The question is: is there a way to escape the quotes inside $2 capture group in the same regular expression?
Thanks in advance.
The answer to your question is no, it's not possible. You're really trying to do two different, unrelated substitutions in a single regular expression. This is a feature that no regular expression engine supports.
Think about it: Your first requirement is for the engine to perform a substitution on the whole text (the quotes), and then, for your second requirement, the engine has to somehow backtrack and perform more substitutions on text which may or may not have already changed: e.g.: It would need to perform a new match on the already substituted text, which, depending on what the first substitution did, may not even exist anymore!

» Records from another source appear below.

PR #2246, opened 2026-07-15
feat: refactor `AppendFormattedValue` in `GeneratedQueryStringBuilder`

TimothyMakkison:
Refactor `AppendFormattedValue` to use `ValiueStringBuilder` and inline `FormatWithGrowth`

### DIFF
--- a/src/Refit/GeneratedQueryStringBuilder.cs
+++ b/src/Refit/GeneratedQueryStringBuilder.cs
@@ -255,34 +255,6 @@ public ref struct GeneratedQueryStringBuilder
         return _text.ToString();
     }
 
-#if NET6_0_OR_GREATER
-    /// <summary>Formats a span-formattable value into <paramref name="buffer"/>, growing a rented buffer until the value fits.</summary>
-    /// <typeparam name="T">The span-formattable value type.</typeparam>
-    /// <param name="value">The value to render.</param>
-    /// <param name="buffer">The target buffer, replaced with a larger rented buffer when the value overflows it.</param>
-    /// <param name="rented">The rented buffer to grow and return to the pool, or null while the stack buffer is in use.</param>
-    /// <param name="format">The compile-time format, or null for the default rendering.</param>
-    /// <returns>The number of characters written into <paramref name="buffer"/>.</returns>
-    [System.Diagnostics.CodeAnalysis.ExcludeFromCodeCoverage] // The grow back-edge only fires for a value larger than the stack buffer; the compiler's loop second-jump stays unreachable in practice.
-    private static int FormatWithGrowth<T>(T value, ref Span<char> buffer, ref char[]? rented, string? format)
-        where T : ISpanFormattable
-    {
-        int written;
-        while (!value.TryFormat(buffer, out written, format.AsSpan(), System.Globalization.CultureInfo.InvariantCulture))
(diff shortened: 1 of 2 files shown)


glennawatson:
@TimothyMakkison benchmarked this on .NET 10 - the `ValueStringBuilder` scratch idea is good, but the current form regresses the hot path and leaks the pool buffer. Suggesting a small "hybrid" tweak that keeps the clarity and fixes both.

## Hybrid `AppendFormattedValue` body

```csharp
using var buffer = new ValueStringBuilder(stackalloc char[FormatBufferLength]);
int written;
while (!value.TryFormat(buffer.RawChars, out written, format.AsSpan(), CultureInfo.InvariantCulture))
{
    buffer.EnsureCapacity(buffer.Capacity * BufferGrowthFactor);
}

var formatted = buffer.RawChars[..written];
if (escape)
{
    StringHelpers.AppendUriDataEscaped(ref target, formatted);
    return;
}

formatted.CopyTo(target.AppendSpan(written));
```

Two changes vs this PR:
- `using` - the PR never disposes the scratch, so a value longer than 128 chars leaks the rented array. `using` returns it.
- `RawChars[..written]` + `CopyTo(target.AppendSpan(written))` instead of `buffer.Length = written; target.Append(buffer.AsSpan())` - the `AsSpan`/`Append` path is what regressed the verbatim case.

## Numbers (net10, Ryzen 7 5800X, in-process; main = 1.00, >1 slower)

| value / mode      | this PR | hybrid |
|-------------------|---------|--------|
| int / verbatim    | 1.24    | 1.09   |
| int / escaped     | 1.18    | 1.21   |
| long / verbatim   | 1.10    | 1.02   |
| double / verbatim | 1.06    | 1.02   |
| Guid / verbatim   | 0.91    | 0.87   |

Allocations: zero in all three - identical, no change either way.

glennawatson:
The version in main still performs the best though.

glennawatson:
@TimothyMakkison you okay if we go for the hybrid approach documented above for this one. Yes it's a little less performant then the version in main, but, I think it combines the easier maintainability you introduced in this PR

glennawatson:
Thanks @TimothyMakkison! I've folded your feedback into `AppendFormattedValue` on main as part of the recent performance work (#2263) - the scratch buffer, the extracted `FormatWithGrowth`, the leak-free buffer return, and the `CopyTo(AppendSpan)` fast path all landed there, and it benchmarks as the fastest of the options. So I'll close this one out, but it genuinely shaped where things ended up - much appreciated.

TimothyMakkison:
Sorry, never got round to replying, happy you merged.

Had been meaning to write my own benchmarks like yours to compare the approaches, as I was surprised by the differences and wanted to know how many ns each operation took. I assume all of the slow down is caused by the instantiation of the `ValueStringBuilder` `struct`

I do wonder if it is worth decreasing the size of the initial `stackalloc` buffer as zeroing the stack does have a small cost (and most of the likely `ISpanFormattable` types are usually less that 32 characters).

I've been meaning to mention this along with the prospect of using `[SkipLocalsInit]` I do have a notepad with other ideas but haven't got round to proof reading it

image

https://www.meziantou.net/csharp-9-improve-performance-using-skiplocalsinit.htm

If, as you say, you already have an aproach that works, keep that. A single regular expression is simply not a good fit for what you are trying to do.
I'd recommend tackling this problem using code e.g. with vanilla JavaScript:
let json = '{"schemaText":{"fields":[{"name":"AX_SND_TYPE","type":"string"},{"name":"BWORK","type":"int"}],"name":"XXXSchema","type":"record"},"description":"Autogenerated by NiFi"}';
let obj = JSON.parse(json);
let schemaTextAsString = JSON.stringify(obj.schemaText)
obj.schemaText = schemaTextAsString
var result = JSON.stringify(obj)
You can see this working here.
Note that in your desired output you were not escaping the quotes in schemaText's name field, but this code does.
Finally whenever I use regular expressions I always think of this classic article "Regular Expressions: Now You Have Two Problems"!
Just for your information, you can actually match at every position where a substitution should occur, using an expression such as the following:
/({"schemaText":)|}(,"description")(.*)|([^"]*)"/g
The only issue, as others have mentioned, is that you want to do more than match; you want to perform a "conditional replacement" because there does not exist a single catch-all substitution that will cover all 3 cases you're dealing with (insert starting ", insert \ before quotes, and insert ending ").
You can in fact accomplish this with a single replace() call:
var test = "{\"schemaText\":{\"fields\":[{\"name\":\"AX_SND_TYPE\",\"type\":\"string\"},{\"name\":\"BWORK\",\"type\":\"int\"}],\"name\":\"XXXSchema\",\"type\":\"record\"},\"description\":\"Autogenerated by NiFi\"}";
window.alert(test.replace(/({"schemaText":)|}(,"description")(.*)|([^"]*)"/g, function(a,b,c,d,e){ return (b=="{\"schemaText\":"?b+"\"":(c==",\"description\""?"}\""+c+d:e+"\\\"")) })));
So it's technically "the same regex", but the substitution parameter uses an inline function as replacement rather than a static string.